Ich habe es bisher so im POM, aber das zieht nicht:
[XML]
  <repositories>
    <repository>
      <id>projectinternal</id>
      <url>file://${project.basedir}/lib</url>
    </repository>
  </repositories>
[/XML]

Maven-Version ist 2.1.0, m2eclipse-Version ist 0.9.8


----------



## kama (22. Apr 2010)

Hallo,



ralf.zahn hat gesagt.:


> ich nutze m2eclipse mit dem "Maven Dependencies" Build Path Container. Ich habe eine Reihe von JARs, die im Build Path, während des Maven Builds (auf einem anderen Build-Server) und zur Laufzeit in einem J2EE Application Server verfügbar sein müssen.

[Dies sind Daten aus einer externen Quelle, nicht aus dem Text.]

Issue #81, opened 2026-04-18
Phase 2.2: Add EQ_predict inference-only entry point


mmcdermott:
Parent: #54 (Phase 2.2). Depends on: #80 (schema), #79 (submodule restructure).

## Goal

Add an inference-only `EQ_predict` entry point that takes `(trained_model_run_dir, tasks.parquet)` and writes prediction parquets. Fully decoupled from metrics, model selection, or AUC computation.

## Why split this out

Today `EQ_evaluate` conflates four concerns: index-time sampling, task-matrix slicing, inference, and metric computation. Separating inference lets external consumers run the model on their own tasks without inheriting our metric conventions, and gives `EQ_evaluate` a clean input (predictions) it can compute metrics over.

## Scope

- New submodule: `src/every_query/predict/`
- New Hydra entry point: `EQ_predict`
- Input: `(model_run_dir, tasks_parquet_matching_schema)` where the schema is whatever #80 lands.
- Output: prediction parquets. Shape: the input rows plus a `predicted_boolean_probability` column (name TBD to match MEDS / meds-evaluation conventions).
- One model per invocation. Resolves the "why a list of model_run_dirs?" question from #66 by making the list go away.

## Explicitly excluded

- No AUCs. No ROC/PR. No per-bucket aggregation. No win-rate ranking. No model selection.
- No ID/OOD splitting. The caller provides the tasks parquet.
- No checkpoint selection policy — `model_run_dir` is expected to already resolve to one checkpoint (e.g. `best_model.ckpt`).

## Open questions

- Batch / streaming write — does prediction write one-parquet-per-shard, one-parquet-total, or follow the input's layout?
- Does `EQ_predict` load the model's own training config from `resolved_config.yaml` to recover datamodule settings, or does it accept an explicit datamodule config? (First is nicer, second is more flexible.)
- How do we handle codes present in the tasks parquet but absent from the model's training vocabulary? Error, warn, or skip?

## Acceptance criteria

- [ ] `EQ_predict --help` works after `pip install`.
- [ ] Given a trained demo model + a tasks parquet, produces a predictions parquet with the agreed schema.
- [ ] CPU-only integration test in `tests/test_predict_cli.py` that exercises the full subprocess path.

## Dependencies

- #80 (schema) must be decided before this starts implementation. Until then this issue is a placeholder.
- #79 (submodule restructure) — `EQ_predict` will live under `predict/` alongside the restructured `prepare_tasks/` and `pretrain/`.

[...]

Issue #68, opened 2026-04-17
CLI test upgrade: wheel-install validation + staged functional tests (beyond --help)


mmcdermott:
## Context

\`tests/test_cli_smoke.py\` (added in #61) covers exit-0 on \`EQ_* --help\` for all 7 endpoints. Two gaps worth closing, in staged order. Proposal informed by a read of MEDS_EIC_AR's CLI testing setup.

## Gap 1: Editable-install blind spot

**Concern.** The tests run against the uv-managed editable install (PATH-prepended \`.venv/bin\`). A user running \`pip install EveryQuery\` on a fresh machine could hit:
- Missing package-data globs (YAMLs dropped from the wheel) — the \`importlib.resources.files()\` paths from #61 would fail.
- Malformed \`[project.scripts]\` metadata.
- Missing transitive runtime deps (something in \`[dependency-groups].dev\` actually needed by runtime).

**Does MEDS_EIC_AR test this?** No — they also run against the editable install (\`uv sync --locked --group dev\` in \`.github/actions/setup\`), so we're at parity. But it's cheap to close the gap.

**Proposal — add a small CI-only job:**
\`\`\`yaml
- name: Wheel-install smoke
  run: |
    uv build
    uv venv /tmp/eq-wheel
    VIRTUAL_ENV=/tmp/eq-wheel uv pip install dist/*.whl
    for s in EQ_train EQ_evaluate EQ_generate_tasks EQ_generate_tasks_exhaustive \\
             EQ_gen_eval_index EQ_gen_eval_tasks EQ_select_model; do
      /tmp/eq-wheel/bin/\$s --help  # plus --config-dir smoke injection for EQ_{train,evaluate,gen_eval_tasks}
    done
\`\`\`

Runs once per commit, &lt;2 min, catches all packaging regressions that editable installs hide. Doesn't need to be a pytest test — a shell step in CI is sufficient.

## Gap 2: \`--help\` doesn't prove the CLIs actually run

**Concern.** Help works; a single override typo in a config could still blow up on first real invocation. MEDS_EIC_AR solves this with session-scoped fixtures that invoke the installed CLI as subprocess on synthetic MEDS data, then cascade downstream tests off the produced artifacts.

**Reference patterns (MEDS_EIC_AR):**
- \`/tmp/MEDS_EIC_AR/conftest.py:21-43\` — \`run_and_check()\` subprocess helper.
[...]

PR #95, opened 2026-04-18
feat: register EQ_aces_to_eq + EQ_process_composite entry points (closes #62)

mmcdermott:
## Summary

File moves landed in #90 — this PR registers the two Hydra mains as console scripts so they're directly invocable post-install.

Closes #62.

## What lands

- `pyproject.toml`: adds
  ```toml
  EQ_aces_to_eq        = "every_query.predict.external_tasks.aces_to_eq:main"
  EQ_process_composite = "every_query.predict.external_tasks.process_composite:main"
  ```
- `tests/test_cli_smoke.py`: parametrize list gains both entries. The `aces_to_eq` config defaults on a `query_codes` compose-group, so the smoke-config-dir fixture now also writes a `query_codes/smoke.yaml` stub alongside the existing `train_codes` / `eval_codes` stubs.

## Why not `get_per_code_from_composite` too

[@gkondas on #62](https://github.com/payalchandak/EveryQuery/issues/62#issuecomment-4269309300) only mentioned `aces_to_eq` and `process_composite`. `get_per_code_from_composite` is a helper used *after* composite aggregation to evaluate each code individually; the primary surface is the two registered here. If it needs an entry point later, it's a one-line addition.

## Test plan

- [x] `pytest tests/test_cli_smoke.py` — 9 passed (7 existing + 2 new).
- [x] `EQ_aces_to_eq --help` and `EQ_process_composite --help` both exit 0 after `uv sync`.

🤖 Generated with [Claude Code](https://claude.com/claude-code)

PR #98, opened 2026-04-18
ci: wheel-install smoke — validate packaged entry points on every push (refs #68)

mmcdermott:
## Summary

Part 1 of #68 — the wheel-install smoke step.  Adds a `Wheel-install smoke` job to `python-build.yaml` that depends on the existing `build` job, downloads the wheel artifact, installs it into a fresh venv (no source tree), and runs `--help` on every registered `EQ_*` console script.

Refs #68.  Part 2 of that issue — staged functional tests via `@pytest.mark.slow` — is not in this PR; best landed after Phase 2 (#81 + #83) stabilizes the post-refactor entry-point surface.

## What this catches

- **Missing package-data YAMLs.**  Editable install sees everything in the source tree, so `importlib.resources.files("every_query") / "..." / "configs" / "foo.yaml"` always resolves.  A wheel install only has what `[tool.setuptools.package-data]` put into the wheel.  If anyone adds a new YAML and forgets to match the glob, this CI step fails.
- **Malformed `[project.scripts]` entries.**  A typo in a module path is silent on editable install (the entry is still *present*, the generated shim just blows up at invocation) but a wheel install round-trips the metadata — a malformed entry fails here.
- **Accidentally-runtime dev deps.**  If any runtime module imports something only listed in `[dependency-groups].dev`, editable install never notices; the wheel install does.

## How the step works

After the existing `build` job uploads `dist/*.whl` as the `python-package-distributions` artifact, the new job:

1. Downloads the artifact on a fresh runner.
2. Creates `/tmp/wheel-venv` via `uv venv`.
3. `uv pip install dist/*.whl` into that venv.
4. Stubs the compose-group YAMLs `EQ_train` / `EQ_evaluate` / `EQ_gen_eval_tasks` / `EQ_aces_to_eq` need (`train_codes/smoke.yaml`, `eval_codes/smoke.yaml`, `query_codes/smoke.yaml`) — mirrors what `tests/test_cli_smoke.py` already does.
5. Runs `--help` on each of the 9 registered `EQ_*` CLIs (5 without a compose stub, 4 with).
6. `set -euo pipefail` — any non-zero return fails the job.

## Test plan

- [x] CI run on this PR will exercise the new job; expect it to pass since it mirrors the editable-install smoke tests that already pass.
- [x] `pre-commit run --files .github/workflows/python-build.yaml` — clean (prettier doesn't touch, codespell OK).

### DIFF
--- a/.github/workflows/python-build.yaml
+++ b/.github/workflows/python-build.yaml
@@ -78,24 +78,26 @@ jobs:
           WANDB_ENTITY: test
         run: |
           set -euo pipefail
-          # Compose-group stubs for CLIs whose shipped configs default on gitignored YAMLs.
+          # Compose-group stubs for CLIs whose shipped configs default on gitignored YAMLs
+          # (see tests/test_cli_smoke.py for the source-of-truth pattern).
           SMOKE=/tmp/eq-smoke-cfg
-          mkdir -p "$SMOKE/train_codes" "$SMOKE/eval_codes" "$SMOKE/query_codes"
+          mkdir -p "$SMOKE/train_codes" "$SMOKE/eval_codes"
           printf 'codes: []\n' > "$SMOKE/train_codes/smoke.yaml"
           printf 'id: []\nood: []\n' > "$SMOKE/eval_codes/smoke.yaml"
-          printf -- '- A\n- B\n' > "$SMOKE/query_codes/smoke.yaml"
 
           BIN=/tmp/wheel-venv/bin
+
           # CLIs that don't need a compose stub.
-          for cli in EQ_process_data EQ_generate_tasks EQ_gen_eval_index EQ_select_model EQ_process_composite; do
+          for cli in EQ_process_data EQ_generate_tasks EQ_gen_eval_index EQ_select_model; do
             echo "=== $cli --help ==="
             "$BIN/$cli" --help > /dev/null
           done
+
           # CLIs that need a compose stub injected via --config-dir.
-          "$BIN/EQ_train"         --config-dir="$SMOKE" train_codes=smoke --help > /dev/null
-          "$BIN/EQ_evaluate"      --config-dir="$SMOKE" eval_codes=smoke --help > /dev/null
+          "$BIN/EQ_train" --config-dir="$SMOKE" train_codes=smoke --help > /dev/null
+          "$BIN/EQ_evaluate" --config-dir="$SMOKE" eval_codes=smoke --help > /dev/null
           "$BIN/EQ_gen_eval_tasks" --config-dir="$SMOKE" eval_codes=smoke --help > /dev/null
-          "$BIN/EQ_aces_to_eq"    --config-dir="$SMOKE" query_codes=smoke --help > /dev/null
+
           echo "All entry points resolve from the wheel install."
 
   publish-to-pypi:
--- a/.github/workflows/python-build.yaml
+++ b/.github/workflows/python-build.yaml
@@ -42,8 +42,6 @@ jobs:
       - build
     runs-on: ubuntu-latest
     steps:
-      - uses: actions/checkout@v4
-
       - name: Set up Python
         uses: actions/setup-python@v5
         with:
@@ -74,7 +72,6 @@ jobs:
           PROCESSED: /tmp
           INTERMEDIATE: /tmp
           FINAL_DATA_DIR: /tmp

Sprich Du hast Dependencies auf die entsprechenden jar's....Die Frage ist auch was sind dass für JAR's. ? Selbst gemachte ? 



ralf.zahn hat gesagt.:


> Ich möchte gerne die JARs in einem Workspace-Projekt ablegen, im Maven Repository-Format. Dafür muss ich aber im POM eine Referenz auf dieses Repository setzen können.


Warum willst Du die in einem Workspace ablegen...dann verlierst Du doch genau die Vorteile bzgl. der Dependencies...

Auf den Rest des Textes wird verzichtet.